┏━━

PR #6692, opened 2026-02-20
refactor: move methods from OAHEntry to OAHSet

BorysTheDev:


src/core/oah_set_test.cc
```diff
@@ -112,54 +104,6 @@ TEST_F(OAHSetTest, OAHEntryTest) {
   EXPECT_EQ(test.Pop().Key(), "123456789");
 }
 
-TEST_F(OAHSetTest, HashCheckTest) {
```
vyavdoshenko, line 115: Why was this removed?

BorysTheDev: because this test was for the removed functionality, this functionality now in OAHSet, and it is cover by another tests

PR #6693, opened 2026-02-20
[WIP, DRAFT] ci: add shared build infrastructure with S3 artifact caching

vyavdoshenko:
Add new CI infrastructure that builds on LARGE runners and shares artifacts via S3. Runs alongside existing `ci.yml` for validation — no changes to current CI.

Changes:
- **`.github/actions/ensure-build/`** — composite action: check S3 for existing artifact, build if miss, upload
- **`.github/actions/fetch-build/`** — composite action: download artifact from S3, extract to `/build`
- **`.github/workflows/ci-shared-build.yml`** — new workflow (2 build configs: x86 Debug + ARM Release, 3 test jobs)
- **`.github/actions/regression-tests/`** — add optional `dragonfly-path` input (backward-compatible)

How it works:
1. Build jobs run on `CI-LARGE-86`/`CI-LARGE-ARM`, use `cmake -B /build` (fixed path for consistent CTestTestfile.cmake)
2. Artifacts packaged with `tar --dereference | zstd` and uploaded to S3 (`ci-builds/{sha}/{build-id}/`)
3. Test jobs download from S3, extract to `/build`, run ctest/pytest as usual
4. Concurrency groups with `cancel-in-progress: false` queue builds for the same SHA — second build skips if artifact exists

Prerequisites:
- S3 bucket with lifecycle rule (5-day TTL on `ci-builds/` prefix)
- `CI_BUILD_BUCKET` secret in repo settings

### DIFF
--- a/.github/workflows/bullmq-tests.yml
+++ b/.github/workflows/bullmq-tests.yml
@@ -72,7 +72,7 @@ jobs:
       - name: Run BullMQ tests
         run: |
           cd ${GITHUB_WORKSPACE}/bullmq
-          BULLMQ_TEST_PREFIX={b} yarn test --grep "handle errors.*for flows|Flows - addBulk.*handle errors|removes deduplication key|rejects with missing key for job message|emits waiting when a job has been added|gets all workers for this queue only" --invert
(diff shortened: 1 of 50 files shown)


romange:
Note that using s3 for caching will increase our egress costs on AWS. Also, not sure how much time you will save there.

vyavdoshenko:
> Note that using s3 for caching will increase our egress costs on AWS. Also, not sure how much time you will save there.

How much time we can save, we will measure when we have a couple of first builds. Let's try it out.
We have to find a place to store the artifacts. If you think that S3 is not a good place, please give me another direction to consider. It was the first idea for me to reuse AWS S3 for this task as well.

PR #6706, opened 2026-02-23
feat(server): First coroutine for Del

dranikpg:
Use coroutine for DEL command

### DIFF
--- a/src/server/cmd_support.cc
+++ b/src/server/cmd_support.cc
@@ -4,6 +4,8 @@
 
 #include "server/cmd_support.h"
 
+#include <absl/cleanup/cleanup.h>
+
 #include "base/logging.h"
 
 namespace dfly::cmd {
@@ -54,6 +56,27 @@ BlockResult HopCoordinator::SingleHop(CommandContext* cmd_cntx, Transaction::Run
   // Schedule single hop and return blocker
   tx_keepalive_->SingleHopAsync(cb);
   return tx_keepalive_->Blocker();
+}
+
+bool SingleHopWaiter::await_ready() noexcept {
+  return (blocker = SingleHop(cmd_cntx, callback)) == nullptr;
+}
+
+void SingleHopWaiter::await_suspend(std::coroutine_handle<> handle) const noexcept {
+  // TODO: functor calling resume is double indirection and wasted space for cleaner
+  absl::Cleanup cleaner = [handle] { handle.destroy(); };
+  cmd_cntx->Resolve(blocker, [handle, cleaner = std::move(cleaner)](auto* rb) mutable {
+    handle.resume();
+    std::move(cleaner).Cancel();
+  });
+}
+
+facade::OpStatus SingleHopWaiter::await_resume() const noexcept {
+  return *cmd_cntx->tx()->LocalResultPtr();
+}
+
+void CmdR::Coro::return_value(facade::ErrorReply&& err) const noexcept {
+  cmd_cntx->SendError(err);
 }
 
 }  // namespace dfly::cmd
--- a/src/server/cmd_support.h
+++ b/src/server/cmd_support.h
@@ -4,6 +4,7 @@
 
 #pragma once
 
+#include <coroutine>
 #include <variant>
 
 #include "facade/error.h"
@@ -19,6 +20,12 @@ using BlockResult = util::fb2::EmbeddedBlockingCounter*;
 
 // No execution was performed, the command is ready to reply
 struct JustReplySentinel {};
+
+// Request to perform a single hop
+using SingleHopSentinel = Transaction::RunnableType;
+SingleHopSentinel SingleHop(auto&& f) {
+  return f;
+}
 
 // Handler for dispatching hops, must be part of a context
 struct HopCoordinator {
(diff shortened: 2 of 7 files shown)


dranikpg:
augment review

src/server/cmd_support.cc
```diff
@@ -56,4 +56,21 @@ BlockResult HopCoordinator::SingleHop(CommandContext* cmd_cntx, Transaction::Run
...
 }
 
+bool SingleHopWaiter::await_ready() noexcept {
+  return (blocker = SingleHop(cmd_cntx, callback)) == nullptr;
+}
+
+void SingleHopWaiter::await_suspend(std::coroutine_handle<> handle) const noexcept {
+  // TODO: functor calling resume is double indirection
+  cmd_cntx->Resolve(blocker, [handle](auto* rb) { handle.resume(); });
+}
```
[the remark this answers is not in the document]
dranikpg: I don't want to do it now because its inefficient but lets do it now

src/server/cmd_support.h
```diff
@@ -100,4 +107,52 @@ struct SimpleContext : public AsyncContextInterface, private HopCoordinator {
...
+  Transaction::RunnableType callback;
+};
+
+// Underlying driver (promise) of async
+struct CmdR::Coro {
+  Coro(facade::CmdArgList arg, CommandContext* cmd_cntx) : cmd_cntx{cmd_cntx} {
+  }
+
+  auto await_transform(SingleHopSentinel callback) {
+    return SingleHopWaiter{{}, cmd_cntx, nullptr, callback};
```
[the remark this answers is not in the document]
dranikpg: we support only one suspension point for now

src/server/cmd_support.cc
```diff
@@ -56,4 +56,21 @@ BlockResult HopCoordinator::SingleHop(CommandContext* cmd_cntx, Transaction::Run
   return tx_keepalive_->Blocker();
 }
 
+bool SingleHopWaiter::await_ready() noexcept {
+  return (blocker = SingleHop(cmd_cntx, callback)) == nullptr;
+}
+
+void SingleHopWaiter::await_suspend(std::coroutine_handle<> handle) const noexcept {
+  // TODO: functor calling resume is double indirection
```
romange: what do you mean?

src/server/cmd_support.h
```diff
@@ -100,4 +107,52 @@ struct SimpleContext : public AsyncContextInterface, private HopCoordinator {
...
+  void await_suspend(std::coroutine_handle<> handle) const noexcept;
+  facade::OpStatus await_resume() const noexcept;
+
+  CommandContext* cmd_cntx;
+  BlockResult blocker;
+  Transaction::RunnableType callback;
+};
+
+// Underlying driver (promise) of async
+struct CmdR::Coro {
```
romange, line 127: where do we use this fixture?

src/server/cmd_support.h
```diff
@@ -20,6 +21,12 @@ using BlockResult = util::fb2::EmbeddedBlockingCounter*;
 // No execution was performed, the command is ready to reply
 struct JustReplySentinel {};
 
+// Request to perform a single hop
+using SingleHopSentinel = Transaction::RunnableType;
```
romange, line 25: 1. why do we need SingleHop function? 
2. `SingleHopSentinel` is function ref. is it safe to return an rvalue as SingleHopSentinel?

src/server/cmd_support.h
```diff
@@ -20,6 +21,12 @@ using BlockResult = util::fb2::EmbeddedBlockingCounter*;
...
+SingleHopSentinel SingleHop(auto&& f) {
```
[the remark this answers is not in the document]
romange: that

src/server/cmd_support.cc
dranikpg: Instead of storing a functor, we can store directly the coroutine handle, so it will be resumed. I just didn't do this to keep the diff smaller

src/server/cmd_support.h
dranikpg: Transparently, it is the type managing the coroutine and it is exported via promise_type inside CmdR

src/server/cmd_support.h
```diff
@@ -100,4 +107,52 @@ struct SimpleContext : public AsyncContextInterface, private HopCoordinator {
 // Example: ASYNC_CMD(Get) { ... };
 #define ASYNC_CMD(Name) struct Cmd##Name : public ::dfly::cmd::SimpleContext<Cmd##Name>
 
+// Return type of async command
+struct CmdR {
+  struct Coro;
+  using promise_type = Coro;
```
romange, line 113: ah I see. this is  used by convention.

src/server/cmd_support.h
romange: got it.

src/server/cmd_support.h
dranikpg: I want to make hops explicit. Of course I can make it so that `co_await [](){}` will be a hop, but it will be much more transparent. Also we will need to use some kind of utility type for multi hops - we can change it later

src/server/cmd_support.h
```diff
@@ -100,4 +107,52 @@ struct SimpleContext : public AsyncContextInterface, private HopCoordinator {
...
+  }
+
+  // Return error
+  void return_value(facade::ErrorReply&& err) const noexcept;
+
+  // Conclude command without any error
+  void return_value(std::nullopt_t) const noexcept {
+  }
+
+  // Blank default implmenetations
```
romange:
```suggestion
  // Blank default implementations
```

src/server/cmd_support.h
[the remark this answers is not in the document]
dranikpg: `co_await cmd::SingleHop([&](...){...});`

C++ guarantees that the object is kept alive until the end of the statement, so the temporary functor will only drop once this statement unblocks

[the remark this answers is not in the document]
romange: ok, but:
```
auto coro = cmd::SingleHop([&](...){...});
co_await coro;
```

is UB?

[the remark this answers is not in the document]
romange: ?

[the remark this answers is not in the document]
dranikpg: This sadly is, I will change the inteface co that await_transform expects an r-value and you have no choice

PR #6720, opened 2026-02-24
chore: Skip KNN search if prefilter is empty

### LINKED ISSUE #6712: Don't execute KNN search if there is no prefilter docs found
If prefiltering results phase is empty - no documents matching - we should skip KNN search.

mkaruza:
Closes #6712


vyavdoshenko (dismissed):
I would add additional tests

vyavdoshenko (approved):

dranikpg (approved):

PR #6722, opened 2026-02-24
test: add test for replication HNSW index

BorysTheDev:
Add HNSW search index replication test with network disruptions

Changes:

- Add HnswSearchSeeder with methods for index creation, document seeding, mixed write traffic (insert/update/delete), continuous KNN search queries, and cross-instance verification
- Add test_hnsw_search_replication_with_network_disruptions that creates an HNSW index, runs concurrent traffic and search queries, replicates through a proxy, drops the connection at a random moment (0-10s), then verifies dbsize and KNN search consistency between master and replica


BorysTheDev:
> Looks good, but for extensive testing you need more than 200 documents 🙂

completely agree, but it is for the future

┗━━

• _EXERCISE_
Provide the number of lines in the records above containing the string "CmdR", and write nothing more.

• _RESPONSE BOX_
5